The third step is transitioning ALC patients from the hospital to a community setting, a task that the Region’s 90 Days of Innovation: Ready Every Day Community Strategies team has started. On July 13, the team began transitioning ALC patients from hospital to Preston Park II, an assisted living facility participating in the Region’s Transitional Care Bed pilot project.

“Our goal is to put the right patient in the right place at the right time,” says Corey Miller, team lead. “The pilot is the first step to achieving this goal. It’s important for our healthcare teams to stay diligent in identifying and designating patients as ALC so that patients can be considered for community initiatives like transitional care beds.”

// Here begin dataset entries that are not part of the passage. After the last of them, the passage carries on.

PR #211, opened 2024-09-16
Added updated notebook and deps

aittalam:
## What's changing

Main change is the notebook itself. It now relies on dialogsum for the walkthrough.
A few days ago `datasets` deprecated the use of `use_auth_token` which now breaks our current code, this is fixed by freezing `datasets` version in lumigator (we can then update lm-buddy deps when the task of including it into lumigator is completed)

## How to test it
Run the notebook. Note that you'll need mistral api if you want to generate GT with it

## Related Jira Ticket
https://mzai.atlassian.net/browse/LUMI-40

## I already...

### DIFF
--- a/.devcontainer/docker-compose-local.yaml
+++ b/.devcontainer/docker-compose-local.yaml
@@ -58,7 +58,7 @@ services:
       # NOTE: the following path contains a hash which needs to be updated whenever
       # the list of libraries installed in backend/services/experiments.py changes.
       # This is a temporary solution, see https://github.com/mozilla-ai/lumigator/pull/186
-      - LD_PRELOAD=/tmp/ray/session_latest/runtime_resources/pip/96de31139e548d3e8200d1e4b2575b77d5695312/virtualenv/lib/python3.11/site-packages/scikit_learn.libs/libgomp-d22c30c5.so.1.0.0
+      - LD_PRELOAD=/tmp/ray/session_latest/runtime_resources/pip/43b9b8b429ea9ef2b7b388371c223b0dacf13906/virtualenv/lib/python3.11/site-packages/scikit_learn.libs/libgomp-d22c30c5.so.1.0.0
     volumes:
       - ../lumigator/python/mzai/summarizer/summarizer.py:/home/ray/summarizer.py
 
--- a/lumigator/python/mzai/backend/services/experiments.py
+++ b/lumigator/python/mzai/backend/services/experiments.py
@@ -138,7 +138,7 @@ class ExperimentService:
         # NOTE: Whenever the list of libraries below change, the LD_PRELOAD line in
         # `docker-compose-local.yaml` has to be updated with a new hash value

“The time spent gathering ALC data has been very exciting and essential in determining the needs of our patients once they no longer require an acute care setting,” says Audrey Cowie, registered nurse on 7th floor medicine at St. Paul’s Hospital. “The data is needed to determine the appropriate supports that need to be implemented in the community, providing a more conducive period of recovery and/or transition for our patients, while opening up acute beds.”

As part of the 90 Days of Innovation, the Community Strategies team created an electronic version of the ALC form that is currently reporting an average of 125 ALC patients a day. To make the data collection form even more useful, Dr. Basran says the long-term goal is to incorporate an option for clinicians to identify all of the services patients might qualify for, to place patients on wait lists and to submit referrals.

“ALC data collection is providing the foundation for the Region to reduce long wait times in the emergency department,” says Dr. Basran. “It’s allowing us to identify not only who is ALC but also why they are ALC and how the healthcare system and community can collaborate to better serve them.”

The province is aiming to have 100 per cent of ALC patients in Saskatchewan correctly identified with a single provincial form by April 2016. In addition, the Senior Home Visit initiative – a project supported by the provincial government – is being developed to directly respond to some of the needs identified by the ALC project.

In 2015, Dr. Jenny Basran received the Saskatchewan Medical Association Physician of the Year award and the Saskatchewan Alzheimer Society Honourary Lifetime Membership Award.